* _Problem_
Starting at the line with "to be empty." and going on through the line with "will be removed.", reproduce each line in the records below exactly and nothing more.

* _Exercise inputs_

=== Section Start ===

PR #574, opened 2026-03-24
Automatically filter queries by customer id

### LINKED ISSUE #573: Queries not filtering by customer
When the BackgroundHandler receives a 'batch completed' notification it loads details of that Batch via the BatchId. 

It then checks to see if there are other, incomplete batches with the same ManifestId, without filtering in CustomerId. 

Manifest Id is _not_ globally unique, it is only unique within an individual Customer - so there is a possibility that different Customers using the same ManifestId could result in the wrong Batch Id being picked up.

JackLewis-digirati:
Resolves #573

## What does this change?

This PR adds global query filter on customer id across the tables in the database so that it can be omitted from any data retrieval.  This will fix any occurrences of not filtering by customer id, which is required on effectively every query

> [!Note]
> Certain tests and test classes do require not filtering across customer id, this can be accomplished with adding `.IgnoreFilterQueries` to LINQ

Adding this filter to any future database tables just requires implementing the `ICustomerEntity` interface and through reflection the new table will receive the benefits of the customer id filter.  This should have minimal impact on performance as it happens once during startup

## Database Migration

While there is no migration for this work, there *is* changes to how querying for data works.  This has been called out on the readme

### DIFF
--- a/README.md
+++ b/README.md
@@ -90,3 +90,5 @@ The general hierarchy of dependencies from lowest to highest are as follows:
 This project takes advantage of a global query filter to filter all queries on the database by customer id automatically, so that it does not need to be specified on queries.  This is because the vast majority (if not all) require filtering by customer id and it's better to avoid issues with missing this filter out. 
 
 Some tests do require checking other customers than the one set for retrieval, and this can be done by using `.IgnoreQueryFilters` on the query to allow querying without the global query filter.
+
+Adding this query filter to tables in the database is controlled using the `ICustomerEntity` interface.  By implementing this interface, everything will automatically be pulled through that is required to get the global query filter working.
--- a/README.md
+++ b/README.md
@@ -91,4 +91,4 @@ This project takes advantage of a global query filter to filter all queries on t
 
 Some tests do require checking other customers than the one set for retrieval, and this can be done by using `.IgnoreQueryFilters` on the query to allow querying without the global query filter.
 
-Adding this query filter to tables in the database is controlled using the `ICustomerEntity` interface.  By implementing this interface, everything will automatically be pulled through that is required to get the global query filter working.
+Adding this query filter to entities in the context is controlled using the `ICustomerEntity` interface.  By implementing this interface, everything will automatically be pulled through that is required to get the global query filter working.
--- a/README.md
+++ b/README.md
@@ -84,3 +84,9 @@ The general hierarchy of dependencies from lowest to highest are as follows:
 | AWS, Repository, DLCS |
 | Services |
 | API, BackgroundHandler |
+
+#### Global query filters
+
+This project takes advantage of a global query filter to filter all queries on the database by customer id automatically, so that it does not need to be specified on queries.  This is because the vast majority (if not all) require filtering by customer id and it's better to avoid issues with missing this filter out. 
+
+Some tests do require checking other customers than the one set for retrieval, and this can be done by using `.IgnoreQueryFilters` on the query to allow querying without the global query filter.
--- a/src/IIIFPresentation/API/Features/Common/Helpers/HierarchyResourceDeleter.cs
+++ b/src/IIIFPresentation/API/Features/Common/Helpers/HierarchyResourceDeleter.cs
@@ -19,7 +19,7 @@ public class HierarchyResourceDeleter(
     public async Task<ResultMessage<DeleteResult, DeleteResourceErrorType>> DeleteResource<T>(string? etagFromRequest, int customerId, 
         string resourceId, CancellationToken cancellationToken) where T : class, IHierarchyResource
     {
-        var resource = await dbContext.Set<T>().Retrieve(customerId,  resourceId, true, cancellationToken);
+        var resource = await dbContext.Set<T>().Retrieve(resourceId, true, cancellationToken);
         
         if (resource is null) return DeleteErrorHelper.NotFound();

=== Section End ===
=== Section Start ===

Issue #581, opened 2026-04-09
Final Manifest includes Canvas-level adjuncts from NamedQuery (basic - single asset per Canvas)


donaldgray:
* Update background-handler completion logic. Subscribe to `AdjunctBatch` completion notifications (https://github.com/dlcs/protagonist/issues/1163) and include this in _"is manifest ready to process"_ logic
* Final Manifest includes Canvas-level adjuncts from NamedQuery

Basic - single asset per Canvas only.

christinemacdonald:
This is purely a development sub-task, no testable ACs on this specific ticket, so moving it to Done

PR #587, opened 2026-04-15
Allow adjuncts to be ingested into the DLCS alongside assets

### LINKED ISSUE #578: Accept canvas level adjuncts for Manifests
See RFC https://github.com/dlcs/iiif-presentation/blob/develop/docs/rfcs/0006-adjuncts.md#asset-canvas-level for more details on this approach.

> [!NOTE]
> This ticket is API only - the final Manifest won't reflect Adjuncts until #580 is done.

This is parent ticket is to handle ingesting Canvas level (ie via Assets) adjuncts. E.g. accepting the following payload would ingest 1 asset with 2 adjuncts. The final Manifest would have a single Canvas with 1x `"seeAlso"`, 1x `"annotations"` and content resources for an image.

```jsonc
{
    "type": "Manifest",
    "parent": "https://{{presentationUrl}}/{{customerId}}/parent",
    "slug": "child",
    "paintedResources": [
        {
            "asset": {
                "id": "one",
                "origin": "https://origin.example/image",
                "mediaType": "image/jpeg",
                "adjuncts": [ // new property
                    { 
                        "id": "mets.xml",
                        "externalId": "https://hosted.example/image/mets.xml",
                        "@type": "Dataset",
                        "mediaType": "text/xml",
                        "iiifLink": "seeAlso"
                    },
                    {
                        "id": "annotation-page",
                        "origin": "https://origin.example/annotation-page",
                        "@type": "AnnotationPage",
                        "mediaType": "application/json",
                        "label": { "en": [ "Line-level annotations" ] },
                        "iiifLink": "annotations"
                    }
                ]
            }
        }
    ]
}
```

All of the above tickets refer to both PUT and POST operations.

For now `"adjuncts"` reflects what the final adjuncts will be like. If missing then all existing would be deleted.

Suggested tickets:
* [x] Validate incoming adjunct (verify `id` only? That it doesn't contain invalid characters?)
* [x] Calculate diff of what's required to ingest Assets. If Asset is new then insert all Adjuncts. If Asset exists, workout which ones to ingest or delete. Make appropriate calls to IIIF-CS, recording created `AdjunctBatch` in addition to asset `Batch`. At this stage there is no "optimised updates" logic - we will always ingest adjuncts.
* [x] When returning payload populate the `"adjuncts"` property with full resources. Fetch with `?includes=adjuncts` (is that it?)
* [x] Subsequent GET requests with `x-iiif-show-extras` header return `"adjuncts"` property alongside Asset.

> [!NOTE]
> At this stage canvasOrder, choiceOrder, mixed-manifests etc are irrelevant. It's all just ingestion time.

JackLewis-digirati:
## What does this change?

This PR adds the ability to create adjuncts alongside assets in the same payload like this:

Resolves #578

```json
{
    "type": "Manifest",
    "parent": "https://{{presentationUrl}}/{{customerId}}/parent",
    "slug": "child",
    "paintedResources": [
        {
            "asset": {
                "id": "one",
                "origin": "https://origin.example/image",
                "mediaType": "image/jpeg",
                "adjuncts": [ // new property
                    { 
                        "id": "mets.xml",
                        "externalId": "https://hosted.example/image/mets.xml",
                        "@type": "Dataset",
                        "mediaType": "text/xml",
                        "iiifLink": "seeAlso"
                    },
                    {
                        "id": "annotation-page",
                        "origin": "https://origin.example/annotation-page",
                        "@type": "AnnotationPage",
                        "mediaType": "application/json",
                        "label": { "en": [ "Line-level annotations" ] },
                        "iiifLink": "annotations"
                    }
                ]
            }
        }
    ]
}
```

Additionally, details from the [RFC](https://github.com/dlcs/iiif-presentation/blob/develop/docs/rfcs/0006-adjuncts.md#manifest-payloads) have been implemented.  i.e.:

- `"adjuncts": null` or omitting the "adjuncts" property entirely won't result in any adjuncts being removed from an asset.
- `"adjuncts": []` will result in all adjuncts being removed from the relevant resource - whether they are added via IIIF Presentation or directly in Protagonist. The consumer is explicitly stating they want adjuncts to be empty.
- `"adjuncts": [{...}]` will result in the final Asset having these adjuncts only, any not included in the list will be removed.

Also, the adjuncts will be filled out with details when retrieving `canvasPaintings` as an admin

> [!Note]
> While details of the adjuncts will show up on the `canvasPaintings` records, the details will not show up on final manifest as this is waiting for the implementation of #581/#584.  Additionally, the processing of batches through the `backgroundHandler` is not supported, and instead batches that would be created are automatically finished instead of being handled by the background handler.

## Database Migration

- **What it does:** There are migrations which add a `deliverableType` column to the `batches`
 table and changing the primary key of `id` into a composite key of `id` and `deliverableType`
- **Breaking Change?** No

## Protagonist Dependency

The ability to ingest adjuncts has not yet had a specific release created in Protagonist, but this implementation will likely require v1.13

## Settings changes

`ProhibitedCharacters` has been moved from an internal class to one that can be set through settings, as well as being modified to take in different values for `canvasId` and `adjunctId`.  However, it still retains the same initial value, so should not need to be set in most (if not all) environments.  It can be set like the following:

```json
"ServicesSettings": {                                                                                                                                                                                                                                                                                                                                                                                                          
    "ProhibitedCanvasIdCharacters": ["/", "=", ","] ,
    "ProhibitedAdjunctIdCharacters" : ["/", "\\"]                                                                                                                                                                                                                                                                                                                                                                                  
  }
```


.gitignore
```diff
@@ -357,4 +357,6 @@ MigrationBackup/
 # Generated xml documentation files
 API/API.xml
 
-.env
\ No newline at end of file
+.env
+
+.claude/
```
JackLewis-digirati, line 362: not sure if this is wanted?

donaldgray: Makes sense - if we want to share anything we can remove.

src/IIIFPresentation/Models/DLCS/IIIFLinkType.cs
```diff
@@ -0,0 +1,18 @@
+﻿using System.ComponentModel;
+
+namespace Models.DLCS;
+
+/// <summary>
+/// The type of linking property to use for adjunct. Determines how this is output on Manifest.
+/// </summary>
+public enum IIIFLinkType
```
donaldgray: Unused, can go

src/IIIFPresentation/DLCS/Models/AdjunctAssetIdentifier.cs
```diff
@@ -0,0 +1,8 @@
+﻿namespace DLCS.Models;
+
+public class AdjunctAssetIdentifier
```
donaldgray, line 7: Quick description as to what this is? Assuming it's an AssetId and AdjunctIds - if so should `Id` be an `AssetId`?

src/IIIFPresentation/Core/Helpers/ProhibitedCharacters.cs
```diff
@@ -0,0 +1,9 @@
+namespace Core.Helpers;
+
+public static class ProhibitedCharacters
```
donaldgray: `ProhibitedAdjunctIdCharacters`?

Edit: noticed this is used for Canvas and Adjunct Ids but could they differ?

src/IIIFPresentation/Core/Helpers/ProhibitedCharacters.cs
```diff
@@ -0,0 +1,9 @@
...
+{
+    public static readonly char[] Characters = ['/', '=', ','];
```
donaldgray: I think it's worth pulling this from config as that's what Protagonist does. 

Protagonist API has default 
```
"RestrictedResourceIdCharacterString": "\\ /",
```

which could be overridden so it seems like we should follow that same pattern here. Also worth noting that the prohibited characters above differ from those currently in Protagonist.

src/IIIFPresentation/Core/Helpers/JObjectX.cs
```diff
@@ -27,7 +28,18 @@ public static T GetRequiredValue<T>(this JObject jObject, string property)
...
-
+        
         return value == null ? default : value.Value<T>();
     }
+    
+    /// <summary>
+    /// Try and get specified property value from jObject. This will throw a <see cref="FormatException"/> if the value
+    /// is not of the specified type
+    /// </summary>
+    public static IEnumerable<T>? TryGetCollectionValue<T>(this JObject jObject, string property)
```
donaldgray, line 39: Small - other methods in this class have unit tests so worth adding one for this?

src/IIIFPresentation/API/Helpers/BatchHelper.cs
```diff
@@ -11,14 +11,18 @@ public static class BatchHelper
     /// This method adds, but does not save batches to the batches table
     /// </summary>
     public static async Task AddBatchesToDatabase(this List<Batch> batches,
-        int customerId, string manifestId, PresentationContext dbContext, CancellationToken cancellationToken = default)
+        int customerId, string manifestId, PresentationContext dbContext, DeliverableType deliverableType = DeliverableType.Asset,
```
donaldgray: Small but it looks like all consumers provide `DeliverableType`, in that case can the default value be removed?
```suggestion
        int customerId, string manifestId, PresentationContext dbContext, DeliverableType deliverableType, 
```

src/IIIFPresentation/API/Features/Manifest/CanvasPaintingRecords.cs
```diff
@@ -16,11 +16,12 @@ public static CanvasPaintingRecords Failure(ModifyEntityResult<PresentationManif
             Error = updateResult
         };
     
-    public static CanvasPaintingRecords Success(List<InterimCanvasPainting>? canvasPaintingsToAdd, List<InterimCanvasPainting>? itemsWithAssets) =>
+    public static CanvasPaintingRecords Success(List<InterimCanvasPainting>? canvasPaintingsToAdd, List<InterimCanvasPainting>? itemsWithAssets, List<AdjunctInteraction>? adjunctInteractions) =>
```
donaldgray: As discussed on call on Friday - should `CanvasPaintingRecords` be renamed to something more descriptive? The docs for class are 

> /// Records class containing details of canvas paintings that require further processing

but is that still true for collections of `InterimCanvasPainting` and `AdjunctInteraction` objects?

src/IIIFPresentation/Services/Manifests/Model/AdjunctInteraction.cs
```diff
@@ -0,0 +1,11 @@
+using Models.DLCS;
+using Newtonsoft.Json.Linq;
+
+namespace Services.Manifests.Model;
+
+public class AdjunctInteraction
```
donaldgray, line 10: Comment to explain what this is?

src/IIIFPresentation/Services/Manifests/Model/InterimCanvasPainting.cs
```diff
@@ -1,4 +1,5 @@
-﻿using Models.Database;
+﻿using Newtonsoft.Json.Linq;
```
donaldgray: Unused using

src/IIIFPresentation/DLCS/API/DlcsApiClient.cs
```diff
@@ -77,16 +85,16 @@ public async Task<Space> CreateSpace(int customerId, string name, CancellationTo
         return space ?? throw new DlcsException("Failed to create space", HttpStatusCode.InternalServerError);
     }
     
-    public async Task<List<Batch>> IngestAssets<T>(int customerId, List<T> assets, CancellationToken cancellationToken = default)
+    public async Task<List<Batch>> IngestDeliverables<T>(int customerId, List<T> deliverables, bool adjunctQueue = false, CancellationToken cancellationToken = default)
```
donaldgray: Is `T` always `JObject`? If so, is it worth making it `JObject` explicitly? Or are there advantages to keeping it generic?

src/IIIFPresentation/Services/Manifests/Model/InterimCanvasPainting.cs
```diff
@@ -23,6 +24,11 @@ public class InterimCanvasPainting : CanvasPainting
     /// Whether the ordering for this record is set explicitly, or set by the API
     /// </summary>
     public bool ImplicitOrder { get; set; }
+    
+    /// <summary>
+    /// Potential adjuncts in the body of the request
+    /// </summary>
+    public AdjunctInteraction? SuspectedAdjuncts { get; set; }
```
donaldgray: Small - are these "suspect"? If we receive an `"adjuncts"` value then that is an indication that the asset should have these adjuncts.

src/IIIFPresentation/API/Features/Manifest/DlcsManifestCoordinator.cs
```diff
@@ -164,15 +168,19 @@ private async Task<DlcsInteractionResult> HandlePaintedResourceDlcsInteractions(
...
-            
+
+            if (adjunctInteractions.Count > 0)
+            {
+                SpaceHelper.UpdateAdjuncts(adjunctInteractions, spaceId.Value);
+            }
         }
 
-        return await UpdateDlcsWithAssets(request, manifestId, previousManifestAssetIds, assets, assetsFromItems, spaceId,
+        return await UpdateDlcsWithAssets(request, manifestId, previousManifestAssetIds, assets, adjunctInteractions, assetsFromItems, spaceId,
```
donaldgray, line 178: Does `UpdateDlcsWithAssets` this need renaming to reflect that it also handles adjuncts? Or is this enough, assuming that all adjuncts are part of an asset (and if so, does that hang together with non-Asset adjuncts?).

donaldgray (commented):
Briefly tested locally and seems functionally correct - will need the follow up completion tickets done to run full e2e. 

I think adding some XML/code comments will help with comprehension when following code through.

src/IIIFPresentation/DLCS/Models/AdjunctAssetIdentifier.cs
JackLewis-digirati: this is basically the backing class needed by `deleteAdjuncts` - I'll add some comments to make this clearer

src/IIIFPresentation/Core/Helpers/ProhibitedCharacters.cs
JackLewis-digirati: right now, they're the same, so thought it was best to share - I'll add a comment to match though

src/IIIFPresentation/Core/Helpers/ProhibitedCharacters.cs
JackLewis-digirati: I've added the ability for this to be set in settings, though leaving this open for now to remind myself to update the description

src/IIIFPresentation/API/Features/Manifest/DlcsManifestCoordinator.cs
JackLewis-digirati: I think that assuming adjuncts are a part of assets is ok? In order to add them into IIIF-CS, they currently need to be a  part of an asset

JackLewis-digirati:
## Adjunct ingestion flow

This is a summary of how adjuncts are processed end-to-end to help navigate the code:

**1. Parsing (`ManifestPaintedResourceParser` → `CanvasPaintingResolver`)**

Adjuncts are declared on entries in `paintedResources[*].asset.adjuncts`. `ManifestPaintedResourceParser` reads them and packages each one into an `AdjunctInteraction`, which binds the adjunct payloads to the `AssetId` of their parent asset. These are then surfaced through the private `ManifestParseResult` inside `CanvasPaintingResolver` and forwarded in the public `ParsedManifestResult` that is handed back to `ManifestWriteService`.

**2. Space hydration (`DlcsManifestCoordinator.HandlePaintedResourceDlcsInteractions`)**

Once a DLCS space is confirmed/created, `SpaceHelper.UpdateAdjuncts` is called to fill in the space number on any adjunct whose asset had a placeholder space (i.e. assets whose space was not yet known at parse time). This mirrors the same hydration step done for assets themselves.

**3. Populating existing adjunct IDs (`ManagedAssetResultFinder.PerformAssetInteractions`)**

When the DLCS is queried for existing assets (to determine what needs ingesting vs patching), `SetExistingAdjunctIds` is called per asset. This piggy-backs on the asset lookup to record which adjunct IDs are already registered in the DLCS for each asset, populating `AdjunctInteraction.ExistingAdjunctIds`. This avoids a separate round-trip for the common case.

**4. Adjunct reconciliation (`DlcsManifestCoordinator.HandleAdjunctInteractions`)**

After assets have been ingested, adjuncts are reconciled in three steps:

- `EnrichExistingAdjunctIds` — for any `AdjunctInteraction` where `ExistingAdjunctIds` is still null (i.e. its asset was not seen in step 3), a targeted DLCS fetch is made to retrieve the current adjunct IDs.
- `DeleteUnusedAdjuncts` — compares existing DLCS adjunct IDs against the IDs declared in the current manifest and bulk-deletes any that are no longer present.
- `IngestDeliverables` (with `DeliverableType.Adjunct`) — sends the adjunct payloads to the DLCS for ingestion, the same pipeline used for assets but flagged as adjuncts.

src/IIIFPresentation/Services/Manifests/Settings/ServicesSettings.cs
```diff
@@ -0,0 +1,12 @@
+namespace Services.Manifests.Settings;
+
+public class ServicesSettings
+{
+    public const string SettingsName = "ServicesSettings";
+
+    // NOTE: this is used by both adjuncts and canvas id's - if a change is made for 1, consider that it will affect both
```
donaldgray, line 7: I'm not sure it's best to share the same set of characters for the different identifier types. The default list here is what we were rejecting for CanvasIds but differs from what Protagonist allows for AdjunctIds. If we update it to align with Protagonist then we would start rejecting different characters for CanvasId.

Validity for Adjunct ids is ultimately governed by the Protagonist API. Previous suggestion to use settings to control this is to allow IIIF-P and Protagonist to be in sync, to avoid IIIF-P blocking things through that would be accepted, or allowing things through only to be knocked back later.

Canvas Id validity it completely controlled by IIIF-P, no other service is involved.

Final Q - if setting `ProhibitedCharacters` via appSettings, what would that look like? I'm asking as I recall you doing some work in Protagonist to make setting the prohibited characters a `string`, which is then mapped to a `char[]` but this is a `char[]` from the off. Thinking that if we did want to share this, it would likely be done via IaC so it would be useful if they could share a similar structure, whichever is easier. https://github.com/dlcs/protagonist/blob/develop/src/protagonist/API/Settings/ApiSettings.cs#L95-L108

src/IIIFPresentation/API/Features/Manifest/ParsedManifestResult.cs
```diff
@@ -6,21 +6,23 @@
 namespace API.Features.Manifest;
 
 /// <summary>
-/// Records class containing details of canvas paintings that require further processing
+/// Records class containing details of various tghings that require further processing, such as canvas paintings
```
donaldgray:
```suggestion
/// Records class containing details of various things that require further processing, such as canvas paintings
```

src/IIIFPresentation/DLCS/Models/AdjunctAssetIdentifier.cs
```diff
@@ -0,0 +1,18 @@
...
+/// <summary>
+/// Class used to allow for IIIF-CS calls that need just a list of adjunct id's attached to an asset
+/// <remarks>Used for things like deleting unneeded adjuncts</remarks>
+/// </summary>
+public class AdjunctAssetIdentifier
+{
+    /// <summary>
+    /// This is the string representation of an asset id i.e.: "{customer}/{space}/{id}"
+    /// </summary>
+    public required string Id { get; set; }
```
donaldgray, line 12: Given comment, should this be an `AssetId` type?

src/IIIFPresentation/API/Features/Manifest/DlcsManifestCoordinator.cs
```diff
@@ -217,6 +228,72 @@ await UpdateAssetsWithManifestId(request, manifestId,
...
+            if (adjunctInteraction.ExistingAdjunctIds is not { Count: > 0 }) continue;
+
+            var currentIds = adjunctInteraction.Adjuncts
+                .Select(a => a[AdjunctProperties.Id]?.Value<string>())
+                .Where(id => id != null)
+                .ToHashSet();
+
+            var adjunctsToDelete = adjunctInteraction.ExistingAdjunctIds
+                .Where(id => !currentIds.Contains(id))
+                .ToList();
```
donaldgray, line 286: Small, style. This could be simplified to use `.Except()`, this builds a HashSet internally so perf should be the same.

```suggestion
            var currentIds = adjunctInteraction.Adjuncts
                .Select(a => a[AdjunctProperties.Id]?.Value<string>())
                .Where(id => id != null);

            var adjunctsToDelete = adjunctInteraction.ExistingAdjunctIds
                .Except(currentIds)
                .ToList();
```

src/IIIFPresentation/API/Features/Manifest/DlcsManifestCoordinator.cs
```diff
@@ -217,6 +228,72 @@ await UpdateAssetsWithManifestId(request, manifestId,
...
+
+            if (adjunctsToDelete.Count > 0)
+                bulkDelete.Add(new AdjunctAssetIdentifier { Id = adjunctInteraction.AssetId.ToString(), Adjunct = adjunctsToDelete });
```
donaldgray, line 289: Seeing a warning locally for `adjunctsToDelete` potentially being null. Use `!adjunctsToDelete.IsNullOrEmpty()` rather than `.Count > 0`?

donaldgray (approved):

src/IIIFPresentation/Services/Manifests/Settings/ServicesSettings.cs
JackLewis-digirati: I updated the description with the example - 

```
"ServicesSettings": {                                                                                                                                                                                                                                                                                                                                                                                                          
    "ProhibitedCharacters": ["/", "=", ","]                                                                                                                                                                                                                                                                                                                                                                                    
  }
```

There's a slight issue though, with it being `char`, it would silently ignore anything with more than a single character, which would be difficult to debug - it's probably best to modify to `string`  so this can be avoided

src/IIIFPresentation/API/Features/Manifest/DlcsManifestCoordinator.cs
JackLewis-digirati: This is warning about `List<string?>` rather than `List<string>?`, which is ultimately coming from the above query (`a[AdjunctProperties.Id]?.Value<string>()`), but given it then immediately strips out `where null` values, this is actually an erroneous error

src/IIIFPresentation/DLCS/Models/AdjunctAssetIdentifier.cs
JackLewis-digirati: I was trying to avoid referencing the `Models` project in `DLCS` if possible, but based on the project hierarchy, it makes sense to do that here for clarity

=== Section End ===

* _Result of this exercise_
- `"adjuncts": []` will result in all adjuncts being removed from the relevant resource - whether they are added via IIIF Presentation or directly in Protagonist. The consumer is explicitly stating they want adjuncts to be empty.
- `"adjuncts": [{...}]` will result in the final Asset having these adjuncts only, any not included in the list will be removed.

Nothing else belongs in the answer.